* [GIVEN RECORDS]

____________

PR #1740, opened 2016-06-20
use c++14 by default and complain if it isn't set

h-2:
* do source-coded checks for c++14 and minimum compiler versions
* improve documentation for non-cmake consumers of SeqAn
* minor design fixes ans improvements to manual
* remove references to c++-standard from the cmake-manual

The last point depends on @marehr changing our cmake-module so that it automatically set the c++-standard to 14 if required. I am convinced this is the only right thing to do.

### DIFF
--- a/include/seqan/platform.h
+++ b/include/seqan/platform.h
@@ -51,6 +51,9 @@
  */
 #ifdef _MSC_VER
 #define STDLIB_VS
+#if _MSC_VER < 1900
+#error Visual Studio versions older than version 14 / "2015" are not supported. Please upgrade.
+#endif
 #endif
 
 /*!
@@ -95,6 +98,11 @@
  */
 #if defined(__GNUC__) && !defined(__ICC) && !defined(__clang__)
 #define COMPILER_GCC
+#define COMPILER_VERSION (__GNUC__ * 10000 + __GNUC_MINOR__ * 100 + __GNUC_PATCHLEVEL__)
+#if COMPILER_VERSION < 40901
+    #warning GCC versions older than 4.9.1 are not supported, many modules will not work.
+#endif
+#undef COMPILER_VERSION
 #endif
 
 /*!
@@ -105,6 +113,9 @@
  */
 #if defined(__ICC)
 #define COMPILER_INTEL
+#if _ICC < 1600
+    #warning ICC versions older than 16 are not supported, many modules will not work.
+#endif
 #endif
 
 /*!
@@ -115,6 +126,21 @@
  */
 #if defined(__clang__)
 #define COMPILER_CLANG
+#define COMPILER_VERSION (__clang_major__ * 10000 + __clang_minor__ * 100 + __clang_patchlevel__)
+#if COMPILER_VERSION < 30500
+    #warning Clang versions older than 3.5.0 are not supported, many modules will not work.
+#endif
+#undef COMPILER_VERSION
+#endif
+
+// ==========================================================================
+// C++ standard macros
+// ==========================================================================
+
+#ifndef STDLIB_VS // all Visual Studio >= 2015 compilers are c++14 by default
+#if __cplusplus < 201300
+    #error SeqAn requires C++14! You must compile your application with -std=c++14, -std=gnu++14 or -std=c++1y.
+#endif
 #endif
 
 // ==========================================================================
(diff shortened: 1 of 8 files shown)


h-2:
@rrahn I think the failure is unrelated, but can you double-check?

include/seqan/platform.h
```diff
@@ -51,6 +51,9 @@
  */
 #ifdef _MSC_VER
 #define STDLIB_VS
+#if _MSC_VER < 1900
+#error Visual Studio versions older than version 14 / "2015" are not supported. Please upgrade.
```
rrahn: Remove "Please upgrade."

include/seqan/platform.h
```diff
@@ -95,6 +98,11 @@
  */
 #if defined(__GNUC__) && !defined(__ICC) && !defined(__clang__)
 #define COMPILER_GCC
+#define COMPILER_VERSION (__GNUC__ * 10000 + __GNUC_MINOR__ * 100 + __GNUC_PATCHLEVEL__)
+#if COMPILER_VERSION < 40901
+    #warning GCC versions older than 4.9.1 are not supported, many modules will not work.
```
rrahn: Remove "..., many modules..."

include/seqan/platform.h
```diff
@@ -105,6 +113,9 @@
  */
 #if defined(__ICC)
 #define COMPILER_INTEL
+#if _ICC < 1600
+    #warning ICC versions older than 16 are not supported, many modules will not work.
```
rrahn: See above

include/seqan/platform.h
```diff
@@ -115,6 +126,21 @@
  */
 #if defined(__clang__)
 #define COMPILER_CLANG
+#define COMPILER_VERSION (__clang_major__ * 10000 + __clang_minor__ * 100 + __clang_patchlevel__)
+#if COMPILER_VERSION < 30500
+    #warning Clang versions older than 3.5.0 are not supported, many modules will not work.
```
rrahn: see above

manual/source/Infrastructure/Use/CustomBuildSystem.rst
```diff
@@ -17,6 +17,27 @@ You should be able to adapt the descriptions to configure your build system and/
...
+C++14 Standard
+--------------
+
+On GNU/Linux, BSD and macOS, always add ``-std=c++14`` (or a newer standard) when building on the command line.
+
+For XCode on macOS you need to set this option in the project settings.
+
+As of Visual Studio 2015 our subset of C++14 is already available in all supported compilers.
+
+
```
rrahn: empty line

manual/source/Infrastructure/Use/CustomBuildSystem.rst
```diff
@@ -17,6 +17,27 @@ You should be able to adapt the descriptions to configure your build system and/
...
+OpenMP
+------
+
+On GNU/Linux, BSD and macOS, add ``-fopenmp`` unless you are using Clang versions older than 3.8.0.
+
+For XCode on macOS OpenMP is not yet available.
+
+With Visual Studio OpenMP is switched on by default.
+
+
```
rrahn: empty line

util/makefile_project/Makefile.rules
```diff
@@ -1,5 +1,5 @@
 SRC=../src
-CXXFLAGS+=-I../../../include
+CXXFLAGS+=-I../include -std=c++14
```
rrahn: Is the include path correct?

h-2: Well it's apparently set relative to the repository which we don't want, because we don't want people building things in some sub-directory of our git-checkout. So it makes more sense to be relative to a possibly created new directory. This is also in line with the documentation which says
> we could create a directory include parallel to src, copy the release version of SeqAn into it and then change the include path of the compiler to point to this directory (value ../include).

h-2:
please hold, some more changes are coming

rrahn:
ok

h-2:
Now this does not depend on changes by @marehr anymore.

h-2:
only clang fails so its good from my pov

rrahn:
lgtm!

____________

* [TASK INSTRUCTIONS] Reproduce, please, every line of the records above without alteration.

* [TASK RESULT]
PR #1740, opened 2016-06-20
use c++14 by default and complain if it isn't set

h-2:
* do source-coded checks for c++14 and minimum compiler versions
* improve documentation for non-cmake consumers of SeqAn
* minor design fixes ans improvements to manual
* remove references to c++-standard from the cmake-manual

The last point depends on @marehr changing our cmake-module so that it automatically set the c++-standard to 14 if required. I am convinced this is the only right thing to do.

### DIFF
--- a/include/seqan/platform.h
+++ b/include/seqan/platform.h
@@ -51,6 +51,9 @@
  */
 #ifdef _MSC_VER
 #define STDLIB_VS
+#if _MSC_VER < 1900
+#error Visual Studio versions older than version 14 / "2015" are not supported. Please upgrade.
+#endif
 #endif
 
 /*!
@@ -95,6 +98,11 @@
  */
 #if defined(__GNUC__) && !defined(__ICC) && !defined(__clang__)
 #define COMPILER_GCC
+#define COMPILER_VERSION (__GNUC__ * 10000 + __GNUC_MINOR__ * 100 + __GNUC_PATCHLEVEL__)
+#if COMPILER_VERSION < 40901
+    #warning GCC versions older than 4.9.1 are not supported, many modules will not work.
+#endif
+#undef COMPILER_VERSION
 #endif
 
 /*!
@@ -105,6 +113,9 @@
  */
 #if defined(__ICC)
 #define COMPILER_INTEL
+#if _ICC < 1600
+    #warning ICC versions older than 16 are not supported, many modules will not work.
+#endif
 #endif
 
 /*!
@@ -115,6 +126,21 @@
  */
 #if defined(__clang__)
 #define COMPILER_CLANG
+#define COMPILER_VERSION (__clang_major__ * 10000 + __clang_minor__ * 100 + __clang_patchlevel__)
+#if COMPILER_VERSION < 30500
+    #warning Clang versions older than 3.5.0 are not supported, many modules will not work.
+#endif
+#undef COMPILER_VERSION
+#endif
+
+// ==========================================================================
+// C++ standard macros
+// ==========================================================================
+
+#ifndef STDLIB_VS // all Visual Studio >= 2015 compilers are c++14 by default
+#if __cplusplus < 201300
+    #error SeqAn requires C++14! You must compile your application with -std=c++14, -std=gnu++14 or -std=c++1y.
+#endif
 #endif
 
 // ==========================================================================
(diff shortened: 1 of 8 files shown)


h-2:
@rrahn I think the failure is unrelated, but can you double-check?

include/seqan/platform.h
```diff
@@ -51,6 +51,9 @@
  */
 #ifdef _MSC_VER
 #define STDLIB_VS
+#if _MSC_VER < 1900
+#error Visual Studio versions older than version 14 / "2015" are not supported. Please upgrade.
```
rrahn: Remove "Please upgrade."

include/seqan/platform.h
```diff
@@ -95,6 +98,11 @@
  */
 #if defined(__GNUC__) && !defined(__ICC) && !defined(__clang__)
 #define COMPILER_GCC
+#define COMPILER_VERSION (__GNUC__ * 10000 + __GNUC_MINOR__ * 100 + __GNUC_PATCHLEVEL__)
+#if COMPILER_VERSION < 40901
+    #warning GCC versions older than 4.9.1 are not supported, many modules will not work.
```
rrahn: Remove "..., many modules..."

include/seqan/platform.h
```diff
@@ -105,6 +113,9 @@
  */
 #if defined(__ICC)
 #define COMPILER_INTEL
+#if _ICC < 1600
+    #warning ICC versions older than 16 are not supported, many modules will not work.
```
rrahn: See above

include/seqan/platform.h
```diff
@@ -115,6 +126,21 @@
  */
 #if defined(__clang__)
 #define COMPILER_CLANG
+#define COMPILER_VERSION (__clang_major__ * 10000 + __clang_minor__ * 100 + __clang_patchlevel__)
+#if COMPILER_VERSION < 30500
+    #warning Clang versions older than 3.5.0 are not supported, many modules will not work.
```
rrahn: see above

manual/source/Infrastructure/Use/CustomBuildSystem.rst
```diff
@@ -17,6 +17,27 @@ You should be able to adapt the descriptions to configure your build system and/
...
+C++14 Standard
+--------------
+
+On GNU/Linux, BSD and macOS, always add ``-std=c++14`` (or a newer standard) when building on the command line.
+
+For XCode on macOS you need to set this option in the project settings.
+
+As of Visual Studio 2015 our subset of C++14 is already available in all supported compilers.
+
+
```
rrahn: empty line

manual/source/Infrastructure/Use/CustomBuildSystem.rst
```diff
@@ -17,6 +17,27 @@ You should be able to adapt the descriptions to configure your build system and/
...
+OpenMP
+------
+
+On GNU/Linux, BSD and macOS, add ``-fopenmp`` unless you are using Clang versions older than 3.8.0.
+
+For XCode on macOS OpenMP is not yet available.
+
+With Visual Studio OpenMP is switched on by default.
+
+
```
rrahn: empty line

util/makefile_project/Makefile.rules
```diff
@@ -1,5 +1,5 @@
 SRC=../src
-CXXFLAGS+=-I../../../include
+CXXFLAGS+=-I../include -std=c++14
```
rrahn: Is the include path correct?

h-2: Well it's apparently set relative to the repository which we don't want, because we don't want people building things in some sub-directory of our git-checkout. So it makes more sense to be relative to a possibly created new directory. This is also in line with the documentation which says
> we could create a directory include parallel to src, copy the release version of SeqAn into it and then change the include path of the compiler to point to this directory (value ../include).

h-2:
please hold, some more changes are coming

rrahn:
ok

h-2:
Now this does not depend on changes by @marehr anymore.

h-2:
only clang fails so its good from my pov

rrahn:
lgtm!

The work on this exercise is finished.